| Problem statement |
Every line of the listing must be repeated exactly.

| Material for this task |
PR #3714, opened 2022-01-24
Fix check for hosted agent

EzzhevNikita:
This PR should fix the check of the ms-hosted agent.

The old approach was based on an obsolete method and doesn't work on all agent pools. The new approach is based on a check of AgentCloudId which is presented in the agent configuration file for the agent that is provisioned by the agent pool provider. This property doesn't exist on a self-hosted agent which is provisioned using config.sh/.cmd scripts, it is only passed by the pool provider during provisioning hosted agents.

What was tested:
1) Checked that AgentCloudId exists ms-hosted agents (this setting is stored in .agent file).
2) Checked locally that agent with provided changes will properly use AgentCloudId property from .agent file.

Related issue: https://github.com/microsoft/azure-pipelines-agent/issues/3632

### DIFF
--- a/src/Microsoft.VisualStudio.Services.Agent/ConfigurationStore.cs
+++ b/src/Microsoft.VisualStudio.Services.Agent/ConfigurationStore.cs
@@ -39,13 +39,16 @@ namespace Microsoft.VisualStudio.Services.Agent
         public int AgentId { get; set; }
 
         [DataMember(EmitDefaultValue = false)]
+        public string AgentCloudId { get; set; }
+
+        [DataMember(EmitDefaultValue = false)]
         public string AgentName { get; set; }
 
         [DataMember(EmitDefaultValue = false)]
         public bool AlwaysExtractTask { get; set; }
 
         [IgnoreDataMember]
-        public bool IsHosted => !string.IsNullOrEmpty(NotificationPipeName) || !string.IsNullOrEmpty(NotificationSocketAddress);
+        public bool IsHosted => AgentCloudId != null;
 
         [DataMember(EmitDefaultValue = false)]
         public string Fingerprint


src/Microsoft.VisualStudio.Services.Agent/ConfigurationStore.cs
```diff
@@ -38,14 +38,17 @@ public sealed class AgentSettings
         [DataMember(EmitDefaultValue = false)]
         public int AgentId { get; set; }
 
+        [DataMember(EmitDefaultValue = false)]
+        public string AgentCloudId { get; set; }
```
anatolybolshakov, line 42: Are we sure that this won't be null only if agent pool is hosted?

jessehouwing: Personally it amazes me that Azure DevOps doesn't have a `System.IsHosted` variable (tells whether the agent is connecting to Azure DevOps Service) to identify hosted agents `System.IsHostedAgent` would be very clear and also useful to others who have to make choices on whether the job is running on the hosted agent.

This Id check feels like another workaround and something the agent code itself just shouldn't know.

EzzhevNikita: @anatolybolshakov Yes, this id is presented for the agents that are provisioned by the pool provider (hosted agents), and null here will mean that it is the self-managed pool.

EzzhevNikita: @jessehouwing There is a property in the [agent pools API](https://docs.microsoft.com/en-us/rest/api/azure/devops/distributedtask/pools/get?view=azure-devops-rest-6.0) that shows that the agent is hosted by MS. The problem is that this property is showing that the agent belongs to the ms-hosted pool, while the previous variant of the check in-fact checked that the agent is managed by a pool provider (which is not mean that the agent is ms-hosted), verification that is based on the check of AgentCloudId property ideologically closer to the one that was previously. I think in this particular case there is not a very good naming of this _IsHosted_ property on the agent side that could confuse.

anatolybolshakov (approved):

alexander-smolyakov (approved):

src/Microsoft.VisualStudio.Services.Agent/ConfigurationStore.cs
jessehouwing: +1 oe the confusing names.

I've seen the request for a variable or condition to check tor hosted many times though. Both in forums and stackoverflow.

anatolybolshakov: @jessehouwing for a new variable to determine host environment - I would suggest to open  https://developercommunity.visualstudio.com/search?space=21 to get right eyes on this as feature request - since this would be more general change not only related to the agent side.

| Answer space |
PR #3714, opened 2022-01-24
Fix check for hosted agent

EzzhevNikita:
This PR should fix the check of the ms-hosted agent.

The old approach was based on an obsolete method and doesn't work on all agent pools. The new approach is based on a check of AgentCloudId which is presented in the agent configuration file for the agent that is provisioned by the agent pool provider. This property doesn't exist on a self-hosted agent which is provisioned using config.sh/.cmd scripts, it is only passed by the pool provider during provisioning hosted agents.

What was tested:
1) Checked that AgentCloudId exists ms-hosted agents (this setting is stored in .agent file).
2) Checked locally that agent with provided changes will properly use AgentCloudId property from .agent file.

Related issue: https://github.com/microsoft/azure-pipelines-agent/issues/3632

### DIFF
--- a/src/Microsoft.VisualStudio.Services.Agent/ConfigurationStore.cs
+++ b/src/Microsoft.VisualStudio.Services.Agent/ConfigurationStore.cs
@@ -39,13 +39,16 @@ namespace Microsoft.VisualStudio.Services.Agent
         public int AgentId { get; set; }
 
         [DataMember(EmitDefaultValue = false)]
+        public string AgentCloudId { get; set; }
+
+        [DataMember(EmitDefaultValue = false)]
         public string AgentName { get; set; }
 
         [DataMember(EmitDefaultValue = false)]
         public bool AlwaysExtractTask { get; set; }
 
         [IgnoreDataMember]
-        public bool IsHosted => !string.IsNullOrEmpty(NotificationPipeName) || !string.IsNullOrEmpty(NotificationSocketAddress);
+        public bool IsHosted => AgentCloudId != null;
 
         [DataMember(EmitDefaultValue = false)]
         public string Fingerprint


src/Microsoft.VisualStudio.Services.Agent/ConfigurationStore.cs
```diff
@@ -38,14 +38,17 @@ public sealed class AgentSettings
         [DataMember(EmitDefaultValue = false)]
         public int AgentId { get; set; }
 
+        [DataMember(EmitDefaultValue = false)]
+        public string AgentCloudId { get; set; }
```
anatolybolshakov, line 42: Are we sure that this won't be null only if agent pool is hosted?

jessehouwing: Personally it amazes me that Azure DevOps doesn't have a `System.IsHosted` variable (tells whether the agent is connecting to Azure DevOps Service) to identify hosted agents `System.IsHostedAgent` would be very clear and also useful to others who have to make choices on whether the job is running on the hosted agent.

This Id check feels like another workaround and something the agent code itself just shouldn't know.

EzzhevNikita: @anatolybolshakov Yes, this id is presented for the agents that are provisioned by the pool provider (hosted agents), and null here will mean that it is the self-managed pool.

EzzhevNikita: @jessehouwing There is a property in the [agent pools API](https://docs.microsoft.com/en-us/rest/api/azure/devops/distributedtask/pools/get?view=azure-devops-rest-6.0) that shows that the agent is hosted by MS. The problem is that this property is showing that the agent belongs to the ms-hosted pool, while the previous variant of the check in-fact checked that the agent is managed by a pool provider (which is not mean that the agent is ms-hosted), verification that is based on the check of AgentCloudId property ideologically closer to the one that was previously. I think in this particular case there is not a very good naming of this _IsHosted_ property on the agent side that could confuse.

anatolybolshakov (approved):

alexander-smolyakov (approved):

src/Microsoft.VisualStudio.Services.Agent/ConfigurationStore.cs
jessehouwing: +1 oe the confusing names.

I've seen the request for a variable or condition to check tor hosted many times though. Both in forums and stackoverflow.

anatolybolshakov: @jessehouwing for a new variable to determine host environment - I would suggest to open  https://developercommunity.visualstudio.com/search?space=21 to get right eyes on this as feature request - since this would be more general change not only related to the agent side.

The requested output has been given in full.